Saved data entries:
Issue #2777, opened 2025-07-03
Rewrite it in TypeScript


ota-meshi:
**Tell us about your environment**

- **ESLint version:** v9.30.0
- **eslint-plugin-vue version:** v10.3.0
- **Vue version:** v3.5.17
- **Node version:** v22.17.0

**The problem you want to solve.**

I would like this project to be rewritten in TypeScript.

**Your take on the correct solution to problem.**

Rewrite it in TypeScript.

**Additional context**

I think it would be difficult to rewrite all the code at once. It might be better to consider an infrastructure that allows we to rewrite it bit by bit.

Related to:

https://github.com/vuejs/eslint-plugin-vue/pull/2528#issuecomment-2334027137
#2523

FloEdelmann:
Related PRs and issues:

#### PRs released in [v10.6.0](https://github.com/vuejs/eslint-plugin-vue/releases/tag/v10.6.0)

- #2960

#### PRs released / issues introduced in [v10.7.0](https://github.com/vuejs/eslint-plugin-vue/releases/tag/v10.7.0)

- #2916
- #2967
- #2968
- #3004
- #3005
- #3010

#### PRs released in [v10.8.0](https://github.com/vuejs/eslint-plugin-vue/releases/tag/v10.8.0)

_None regarding TypeScript support_

#### PRs released in [v10.9.0](https://github.com/vuejs/eslint-plugin-vue/releases/tag/v10.9.0)

- #3002
- #3027
- #3028
- #3034
- #3037
- #3038
- #3039
- #3041
- #3042
- #3036
- #3043
- #3049
- #3048
- #3047
- #3046
- #3045
- #3051
- #3044
- #3053
- #3054
- #3057

#### PRs not yet released

- #3055
- #3007
- #3013
- #3016

ValentinYoushkevich:
I'd like to help with the rules that are still in JS (about 195 of them). Before starting I want to make sure I don't step on #3007 and #3055 by @9romise, which have been conflicting since March, or on the ESM work in #3102 that targets `next`.

Should rule migrations go to `master` or to `next`? And are there rules I should leave alone for now? If it's fine, I'd go in small PRs of a few related rules each, starting with ones that don't depend on the utils touched by those PRs.

PR #3102, opened 2026-07-20
feat!: migrate to pure ESM, drop Node.js < 22

sxzz:
## Summary

- publish `eslint-plugin-vue` as an ESM-only package with an import-only package export
- migrate the package source, internal rules, tools and scripts, tests, and documentation tooling from CommonJS module syntax to native ESM
- require Node.js `^22.19.0 || ^24.11.0 || >=26.0.0`

## Breaking changes

- CommonJS consumers can no longer load the package with `require('eslint-plugin-vue')`; use `import` instead
- Node.js versions outside the updated `engines.node` range are no longer supported

## Scope

Related to #2777. This PR intentionally handles only the ESM migration; rewriting the JavaScript source in TypeScript remains out of scope.

## Validation

- `npm run update`
- `npm run lint`
- `npm run tsc`
- `npm run build`
- `npm test`
- `npm run docs:build`
- `npm pack --dry-run`


package.json
```diff
@@ -2,8 +2,16 @@
...
+  "type": "module",
   "main": "dist/index.js",
   "types": "dist/index.d.ts",
+  "exports": {
+    ".": {
+      "types": "./dist/index.d.ts",
+      "import": "./dist/index.js"
+    },
+    "./package.json": "./package.json"
+  },
```
FloEdelmann, line 14: There should be exports for utils and typings, see

- https://github.com/vuejs/eslint-plugin-vue/issues/3005
- https://github.com/vuejs/eslint-plugin-vue/issues/3010

eslint.config.js
```diff
@@ -77,6 +75,7 @@ export default typegen([
     rules: {
       'eslint-plugin/require-meta-default-options': 'off', // TODO: enable when all rules have defaultOptions
       'eslint-plugin/require-meta-docs-recommended': 'off', // use `categories` instead
+      'eslint-plugin/require-meta-languages': 'off',
```
FloEdelmann: It is already disabled for `lib/rules/*.{js,ts}` files and thus should not be needed here

FloEdelmann (changes requested):
I'd prefer migrating to TypeScript first, then we could maybe introduce an ESM bundle alongside CJS in a minor version and drop CJS in the next major version. This would give users a smoother migration path, especially those on older Node.js version that your PR drops as well.

Also note that in TypeScript files the ESM syntax is already supported (and transpiled to CJS), so the developer experience is best in TypeScript files.

What could be done already is migrating internal files (e.g. `tools/*.js`, `*.config.js`) to ESM by using the `.mjs` file extension.

sxzz:
Thanks for the detailed review. My original plan was to migrate the project to both ESM-only and TypeScript at the same time. However, that resulted in a change set that was too large to review effectively, so I decided to split the work into multiple PRs.

This only changes how the migration is reviewed, not how it will be released: the ESM-only and TypeScript migrations are still intended to be released together as part of the next major version.

Changing the order now and migrating to TypeScript first would require rewriting almost the entire PR again. I’m sorry, but I don’t think that additional churn is necessary when the intended final result and release timing remain the same.

To avoid disrupting maintenance of the current version, perhaps these migration PRs could be merged into a `next` branch and released together once the next major version is ready.

package.json
sxzz: I agree that these exports should be supported. However, since they are tracked by two separate issues and already have corresponding PRs, I would prefer not to expand the scope of this already large migration PR. We can incorporate those changes in a follow-up PR before the next major version is released.

FloEdelmann:
But when rewriting to TypeScript first, we don't *have* to release a major version immediately.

> WORK ORDER:
When a line in the records above holds "like", that line is to be reported.

> ANSWER:
I would like this project to be rewritten in TypeScript.
I'd like to help with the rules that are still in JS (about 195 of them). Before starting I want to make sure I don't step on #3007 and #3055 by @9romise, which have been conflicting since March, or on the ESM work in #3102 that targets `next`.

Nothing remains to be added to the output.